Investment is a much-planned and a thought-out process and is one that should be initiated only after complete preparation, taking into consideration the returns on that investment and then devising an informed plan as to how would the resources be allocated. Before you invest in your money, you need to invest a lot of patience and information in your decisions. Only then can you drive a strategy in which your idea yields better results. A potential investor should keep in mind his/her investment needs, age and the availability of the finances with respect to the inflation in the market and the future of that particular investment. The systematic investment plan or the SIPs is one such investment option that promises to give better returns on investment and needs treading the options every once in a while, especially in your early years. The systematic investment plan option should be gradually increased once every year in accordance with the rate of the inflation, your target goals on investment and your investment status meaning the amount that you can afford to put aside every year to be invested.

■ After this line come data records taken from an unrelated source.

Issue #273, opened 2022-05-05
increase namespace length limit in rw sets


saoussen:
update limit in func ValidateNs from 50 to 64

PR #274, opened 2022-05-05
increase namespace length limit in rw sets #273

saoussen:
Signed-off-by: Saoussen MAROUANI <saoussen.marouani@ibm.com>


adecaro (approved):
LGTM

PR #728, opened 2025-01-16
Performance enhancements

alexandrosfilios:
Performance enhancements: Flatten binding hierarchy. Now all bindings point to the long-term id


adecaro (approved):
LGTM

PR #734, opened 2025-01-20
Batch tx fetches from ledger

alexandrosfilios:
Reduced number of calls to delivery service when a listener is evicted


adecaro (approved):
LGTM

PR #740, opened 2025-01-28
fix delivery service

adecaro:
This PR does the following: It decouples the checking of the stop condition from the reading of the blocks from the delivery service that is a blocking operation. This avoids that the reading process gets stuck after the callback notifies to stop.


alexandrosfilios (approved):
LGTM

PR #743, opened 2025-01-30
return error properly

adecaro:
This PR does the following:
1. It reduces logging form Infof to Debugf;
2. It fixes a bug that was preventing an error returned by the callback function to be propagated as expected.


alexandrosfilios (approved):
LGTM

PR #750, opened 2025-02-04
Extracted querying by id to a different service

alexandrosfilios:


platform/fabric/core/generic/finality/listenermanager.go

Need and the advantages of the SIP top up-: As the time progresses, the value of the currency also decreases. If you try and estimate the idea of the value depreciation of the currency, in last 20 years or so, the average inflation rate has been around 6% and is increasing ever since. So if you had, say 100 rupees some 10 years back then that amount would be equivalent to about 207 rupees to this date. Now, moving forward in the same sense let’s say that you have planned to save some 4 crore rupees for your future, then looking at the market a better suited target would be 4.70 because as the value of the currency is depreciating, the worth of the amount estimated today would not be the same as that of the one accumulated in next 10 or 15 years. So, the more you target today the better it is for you in the future. While, it may seem like a difficult target today to achieve, a higher target and a worthier goal is definitely going to protect against the adverse effects of inflation. One needs to make an informed estimate as to how much one expects to need in their future and then make the investment accordingly.

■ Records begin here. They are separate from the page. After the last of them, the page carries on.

PR #754, opened 2025-02-06
Add isolation option to the vault lock

alexandrosfilios:


platform/common/driver/vault.go
```diff
@@ -8,6 +8,7 @@ package driver
 
 import (
 	"context"
+	"database/sql"
```
adecaro, line 11: the vault should be sql independent

platform/common/driver/vault.go
```diff
@@ -112,16 +115,18 @@ type Writes map[Namespace]map[PKey]VaultValue
...
 
 type VaultStore interface {
 	// AcquireTxIDRLock acquires a read lock on a specific transaction.
 	// While holding this lock, other routines:
-	// - cannot update the transaction states or statuses of the locked transactions
-	// - can read the locked transactions
-	AcquireTxIDRLock(ctx context.Context, txID TxID) (VaultLock, error)
+	// - cannot update the transaction states of the locked transactions (based on the isolation level passed)
+	// - can read the locked states
+	AcquireTxIDRLock(ctx context.Context, txID TxID, isolationLevel sql.IsolationLevel) (VaultLock, error)
```
adecaro, line 129: It is not clear to me what's the purpose of `AcquireTxIDRLock`. Maybe renaming it to something like `NewTransaction`? How should the developer use this API?

platform/orion/vault.go
```diff
@@ -74,7 +74,7 @@ func (v *vault) NewRWSet(ctx context.Context, txid driver2.TxID) (*RWSet, error)
 }
 
 func (v *vault) GetRWSet(ctx context.Context, id driver2.TxID, results []byte) (*RWSet, error) {
```
adecaro, line 76: Rename also this function to `NewRWSetFromBytes`

platform/fabric/vault.go
```diff
@@ -146,7 +146,7 @@ func (c *Vault) NewRWSet(ctx context.Context, txID driver.TxID) (*RWSet, error)
 // A client may obtain more than one such simulator; they are made unique
 // by way of the supplied txid
 func (c *Vault) GetRWSet(ctx context.Context, txid driver.TxID, rwset []byte) (*RWSet, error) {
```
adecaro, line 148: Rename to `NewRWSetFromBytes`

adecaro:
@alexandrosfilios, can you add a performance test to measure how many transaction per second you can commit while producing RWSets?

alexandrosfilios:
> @alexandrosfilios, can you add a performance test to measure how many transaction per second you can commit while producing RWSets?

Yes writing perf tests as part of another pr

platform/common/driver/vault.go
```diff
@@ -112,24 +114,13 @@ type Writes map[Namespace]map[PKey]VaultValue
 
 // VaultLock represents a lock over a transaction or the whole vault
 type VaultLock interface {
```
adecaro, line 116: Is this interface still needed?

platform/common/core/generic/vault/interceptor.go
```diff
@@ -82,15 +82,6 @@ func NewInterceptor[V driver.ValidationCode](
 }
 
 func (i *Interceptor[V]) IsValid() error {
-	tx, err := i.vaultStore.GetTxStatus(context.Background(), i.txID)
```
adecaro, line 85: why is this check not needed anymore?

platform/view/services/db/driver/sql/sqlite/vault.go
```diff
@@ -51,18 +51,13 @@ func newTxCodePersistence(readDB *sql.DB, writeDB common.WriteDB, tables common.
 
 func (db *VaultPersistence) Store(ctx context.Context, txIDs []driver.TxID, writes driver.Writes, metaWrites driver.MetaWrites) error {
 	span := trace.SpanFromContext(ctx)
-	span.AddEvent("start_store")
-	defer span.AddEvent("end_store")
+	span.AddEvent("Start store")
```
adecaro, line 54: the rest of the code still uses the convention of separating words with `_` and keeping everything lowercase. Was this intentional?

adecaro (approved):
I left some questions to be checked just to make sure the semantic is still correct. I think an interface is not needed anymore.

platform/common/core/generic/vault/interceptor.go
alexandrosfilios: because the db makes the check

alexandrosfilios: And this method is only needed in tests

Intensifying your investments-: Many investors employ a step-up plan wherein the amount to be invested is increased over a regular interval of time and the amount too is increased. For instance, let’s say you make the first investment at a paltry 6000 in the beginning and start increasing it over a fixed interval of time, increasing it regularly every year by a mere 500. Then the amount that you would be investing after 10 years will become 11000. This increased amount will counter the inflation and the other factors that you might face in the future but cannot anticipate now.